Et ce n’est pas un hasard de calendrier si la suspension des négociations sur la normalisation avec Israël a été annoncée le 14 octobre 2023, le jour même où le secrétaire d’État américain Antony Blinken était à Riyad. Tous ces éléments indiquent que les États-Unis ont perdu de l’influence sur l’Arabie saoudite. Tout en étant souple sur la forme, le prince héritier MBS se montre intransigeant sur le fond. Ce que les officiels américains et la presse occidentale ne perçoivent pas, c’est qu’en tant que centre spirituel du monde musulman, le royaume ne peut pas se permettre de se désolidariser des Palestiniens et de ne pas soutenir leur revendication sur Jérusalem, troisième lieu saint de l’islam.

Des conditions difficiles à remplir

Dans un entretien avec la chaîne américaine Fox News en septembre 2023, MBS a déclaré que les négociations au sujet des relations diplomatiques avec Israël étaient en bonne voie, mais qu’il ne fallait pas oublier l’importance de la question palestinienne. Les journalistes ont abondamment commenté la première partie de la déclaration tout en minimisant la seconde. L’examen des conditions posées par l’Arabie saoudite indique que la normalisation des relations n’est pas pour demain, car elles sont inacceptables pour Tel-Aviv et pour Washington : un État palestinien souverain avec Jérusalem-Est comme capitale, l’acquisition d’une industrie nucléaire civile et un traité de défense militaire avec les États-Unis. Les deux premières conditions seront refusées par le gouvernement Nétanyahou qui ne veut pas d’un État palestinien souverain, et ne veut pas déplacer les plus de 700 000 colons installés en Cisjordanie.

Par ailleurs, Israël s’opposera au principe qu’un pays de la région ait accès à l’énergie nucléaire, même civile. Quant aux États-Unis, ils ne souhaitent pas être liés par un traité militaire de défense mutuelle avec un pays situé dans une région très conflictuelle. Ils craignent d’être entrainés dans une guerre contre l’Iran ou les Houthistes du Yémen, dans le cas où ceux-ci attaqueraient le royaume.

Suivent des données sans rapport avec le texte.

PR #557, opened 2021-04-01
Implement a better method for generating svg images with TikZImage.pm.

drgrice1:
The current implementation generates a pdf using pdflatex, and then converts the pdf to svg using imagemagick's convert utility.

This changes it so that it uses latex to generate a dvi with the pgfsysdriver redefined to pgfsys-dvisvgm.def, and then converts the dvi to svg using dvisvgm.  This is the best way that I have found of creating svg images from tikz/tex.

This does require another external program (dvisvgm).  That is added in a corresponding pull request to webwork2.

I have attached a couple of examples to compare the png image generation to the svg image generation.
[examples.zip](https://github.com/openwebwork/pg/files/6254945/examples.zip)

To test this, make sure to set the dvisvgm external command in site.conf.  See https://github.com/openwebwork/webwork2/pull/1308.

### DIFF
--- a/lib/TikZImage.pm
+++ b/lib/TikZImage.pm
@@ -109,6 +109,7 @@ sub header {
 	my @output = ();
 	push(@output, "\\documentclass{standalone}\n");
 	push(@output, "\\usepackage[svgnames]{xcolor}\n");
+	push(@output, "\\def\\pgfsysdriver{pgfsys-dvisvgm.def}\n") if $self->ext eq 'svg';
 	push(@output, "\\usepackage{tikz}\n");
 	push(@output, map {
 			"\\usepackage" . ($self->texPackages->{$_} ne "" ? "[$self->texPackages->{$_}]" : "") . "{$_}\n"
@@ -145,17 +146,21 @@ sub draw {
 	print $fh $self->footer;
 	close $fh;
 
-	my $pdflatex_command = "cd " . $working_dir . " && " .
-		WeBWorK::PG::IO::pdflatexCommand() . " > pdflatex.stdout 2> pdflatex.stderr image.tex";
+	my $ext = $self->ext;
+	my $latex_binary = WeBWorK::PG::IO::externalCommand($ext eq 'svg' ? 'latex' : 'pdflatex');
 
 	# Generate the pdf file.
-	system "$pdflatex_command";
-	if (-r "$working_dir/image.pdf" ) {
-		my $ext = $self->ext;
+	system "cd " . $working_dir . " && $latex_binary > pdflatex.stdout 2> /dev/null image.tex";
 
+	if (-r "$working_dir/image." . ($ext eq 'svg' ? 'dvi' : 'pdf') ) {
 		# Convert the file to the appropriate type of image file
-		system WeBWorK::PG::IO::convertCommand() . " $working_dir/image.pdf $working_dir/image.$ext"
-		if $ext ne 'pdf';
+		if ($ext eq 'svg') {
+			system WeBWorK::PG::IO::externalCommand('dvisvgm') .
+				" $working_dir/image.dvi 2>&1 /dev/null --no-fonts --output=$working_dir/image.svg"
+		} elsif ($ext ne 'pdf') {
+			system WeBWorK::PG::IO::externalCommand('convert') .
+				" 2>&1 /dev/null $working_dir/image.pdf $working_dir/image.$ext"
+		}
 
 		if (-r "$working_dir/image.$ext") {
 			# Read the generated image file into memory
--- a/lib/TikZImage.pm
+++ b/lib/TikZImage.pm
@@ -142,7 +142,7 @@ sub draw {
 		or warn "Can't open $working_dir/image.tex for writing.";
 	chmod(0777, "$working_dir/image.tex");
 	print $fh $self->header;
-	print $fh $self->tex . "\n";
+	print $fh $self->tex =~ s/\\\\/\\/gr . "\n";
 	print $fh $self->footer;
 	close $fh;
 
--- a/lib/TikZImage.pm
+++ b/lib/TikZImage.pm
@@ -162,6 +162,7 @@ sub draw {
 	system "cd " . $working_dir . " && $latex_binary image.tex > pdflatex.stdout 2> /dev/null";
 
 	if (-r "$working_dir/image.$tex_ext") {
+		chmod(0777, "$working_dir/image.$tex_ext");
 		# Convert the file to the appropriate type of image file
 		if ($ext eq 'svg') {
 			if ($self->svgMethod eq 'dvisvgm') {
--- a/lib/TikZImage.pm
+++ b/lib/TikZImage.pm
@@ -35,7 +35,7 @@ sub new {
 		tikzLibraries => '',
 		texPackages   => {},
 		addToPreamble => '',
-		ext           => 'png',
+		ext           => 'svg',
         imageName     => ''
 	};
 	my $self = sub {
@@ -46,7 +46,7 @@ sub new {
 			if ($field eq 'ext') {
 				my $ext = shift;
 				$data->{ext} = $ext
-				if ($ext eq 'png' || $ext eq 'gif' || $ext eq 'svg' || $ext eq 'pdf');
+				if ($ext && ($ext eq 'png' || $ext eq 'gif' || $ext eq 'svg' || $ext eq 'pdf'));
 			}
 			else {
 				$data->{$field} = shift;
--- a/lib/TikZImage.pm
+++ b/lib/TikZImage.pm
@@ -33,7 +33,7 @@ sub new {
 		tex           => '',
 		tikzOptions   => '',
 		tikzLibraries => '',
-		texPackages   => {},
+		texPackages   => [],
 		addToPreamble => '',
 		ext           => 'svg',
 		svgMethod     => 'pdf2svg',
@@ -79,10 +79,13 @@ sub tikzLibraries {
 	return &$self('tikzLibraries', @_);
 }
 
-# Set additional TeX packages to load.  This accepts a single hash parameter.
+# Set additional TeX packages to load.  This accepts an array parameter.  Note
+# that each element of this array should either be a string or an array with one
+# or two elements (the first element the package name, and the optional second
+# element the package options).
 sub texPackages {
 	my $self = shift;
-	return &$self('texPackages', $_[0]) if ref($_[0]) eq "HASH";
+	return &$self('texPackages', $_[0]) if ref($_[0]) eq "ARRAY";
 	return &$self('texPackages');
 }
 
@@ -116,12 +119,13 @@ sub header {
 	my @output = ();
 	push(@output, "\\documentclass{standalone}\n");
 	push(@output, "\\def\\pgfsysdriver{pgfsys-dvisvgm.def}\n") if $self->ext eq 'svg' && $self->svgMethod eq 'dvisvgm';
-	my $xcolorOpts = $self->texPackages->{xcolor} ? $self->texPackages->{xcolor} : 'svgnames';
+	my @xcolorOpts = grep { ref $_ eq "ARRAY" && $_->[0] eq "xcolor" && defined $_->[1] } @{$self->texPackages};
+	my $xcolorOpts = @xcolorOpts ? $xcolorOpts[0][1] : 'svgnames';
 	push(@output, "\\usepackage[$xcolorOpts]{xcolor}\n");
 	push(@output, "\\usepackage{tikz}\n");
 	push(@output, map {
-			"\\usepackage" . ($self->texPackages->{$_} ne "" ? "[$self->texPackages->{$_}]" : "") . "{$_}\n"
-		} grep { $_ ne 'xcolor' } keys %{$self->texPackages});
+			"\\usepackage" . (ref $_ eq "ARRAY" && @$_ > 1 && $_->[1] ne "" ? "[$_->[1]]" : "") . "{" . (ref $_ eq "ARRAY" ? $_->[0] : $_) . "}\n"
+		} grep { (ref $_ eq "ARRAY" && $_->[0] ne 'xcolor') || $_ ne 'xcolor' } @{$self->texPackages});
 	push(@output, "\\usetikzlibrary{" . $self->tikzLibraries . "}") if ($self->tikzLibraries ne "");
 	push(@output, $self->addToPreamble);
 	push(@output, "\\begin{document}\n");
--- a/lib/TikZImage.pm
+++ b/lib/TikZImage.pm
@@ -115,12 +115,13 @@ sub header {
 	my $self = shift;
 	my @output = ();
 	push(@output, "\\documentclass{standalone}\n");
-	push(@output, "\\usepackage[svgnames]{xcolor}\n");
 	push(@output, "\\def\\pgfsysdriver{pgfsys-dvisvgm.def}\n") if $self->ext eq 'svg' && $self->svgMethod eq 'dvisvgm';
+	my $xcolorOpts = $self->texPackages->{xcolor} ? $self->texPackages->{xcolor} : 'svgnames';
+	push(@output, "\\usepackage[$xcolorOpts]{xcolor}\n");
 	push(@output, "\\usepackage{tikz}\n");
 	push(@output, map {
 			"\\usepackage" . ($self->texPackages->{$_} ne "" ? "[$self->texPackages->{$_}]" : "") . "{$_}\n"
-		} keys %{$self->texPackages});
+		} grep { $_ ne 'xcolor' } keys %{$self->texPackages});
 	push(@output, "\\usetikzlibrary{" . $self->tikzLibraries . "}") if ($self->tikzLibraries ne "");
 	push(@output, $self->addToPreamble);
 	push(@output, "\\begin{document}\n");
--- a/lib/TikZImage.pm
+++ b/lib/TikZImage.pm
@@ -36,6 +36,7 @@ sub new {
 		texPackages   => {},
 		addToPreamble => '',
 		ext           => 'svg',
+		svgMethod     => 'pdf2svg',
         imageName     => ''
 	};
 	my $self = sub {
@@ -98,6 +99,12 @@ sub ext {
 	return &$self('ext', @_);
 }
 
+# Set the method to use to generate svg images.  The valid methods are 'pdf2svg' and 'dvisvgm'.
+sub svgMethod {
+	my $self = shift;
+	return &$self('svgMethod', @_);
+}
+
 # Set the file name.
 sub imageName {
 	my $self = shift;
@@ -109,7 +116,7 @@ sub header {
 	my @output = ();
 	push(@output, "\\documentclass{standalone}\n");
 	push(@output, "\\usepackage[svgnames]{xcolor}\n");
-	push(@output, "\\def\\pgfsysdriver{pgfsys-dvisvgm.def}\n") if $self->ext eq 'svg';
+	push(@output, "\\def\\pgfsysdriver{pgfsys-dvisvgm.def}\n") if $self->ext eq 'svg' && $self->svgMethod eq 'dvisvgm';
 	push(@output, "\\usepackage{tikz}\n");
 	push(@output, map {
 			"\\usepackage" . ($self->texPackages->{$_} ne "" ? "[$self->texPackages->{$_}]" : "") . "{$_}\n"
@@ -147,19 +154,25 @@ sub draw {
 	close $fh;
 
 	my $ext = $self->ext;
-	my $latex_binary = WeBWorK::PG::IO::externalCommand($ext eq 'svg' ? 'latex' : 'pdflatex');
+	my $tex_ext = $ext eq 'svg' && $self->svgMethod eq 'dvisvgm' ? 'dvi' : 'pdf';
+	my $latex_binary = WeBWorK::PG::IO::externalCommand($tex_ext eq 'dvi' ? 'latex' : 'pdflatex');
 
 	# Generate the pdf file.
-	system "cd " . $working_dir . " && $latex_binary > pdflatex.stdout 2> /dev/null image.tex";
+	system "cd " . $working_dir . " && $latex_binary image.tex > pdflatex.stdout 2> /dev/null";
 
-	if (-r "$working_dir/image." . ($ext eq 'svg' ? 'dvi' : 'pdf') ) {
+	if (-r "$working_dir/image.$tex_ext") {
 		# Convert the file to the appropriate type of image file
 		if ($ext eq 'svg') {
-			system WeBWorK::PG::IO::externalCommand('dvisvgm') .
-				" $working_dir/image.dvi 2>&1 /dev/null --no-fonts --output=$working_dir/image.svg"
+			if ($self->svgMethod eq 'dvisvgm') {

Mohamed Ben Salman savait qu’au moins deux de ses conditions avaient peu de chance d’être satisfaites. Mais en acceptant l’idée de négociations, il a répondu de manière polie aux pressions des États-Unis, son allié stratégique. L’Arabie saoudite a désormais conscience que sa puissance financière lui permet de jouer un rôle diplomatique dans la géopolitique régionale sans être alignée sur un pays ou sur un autre. Dans le monde bipolaire de la guerre froide, elle n’avait pas le choix de ses alliances. Dans le monde multipolaire de l’après-guerre froide, elle peut moduler ses alliances en fonction de ses besoins stratégiques.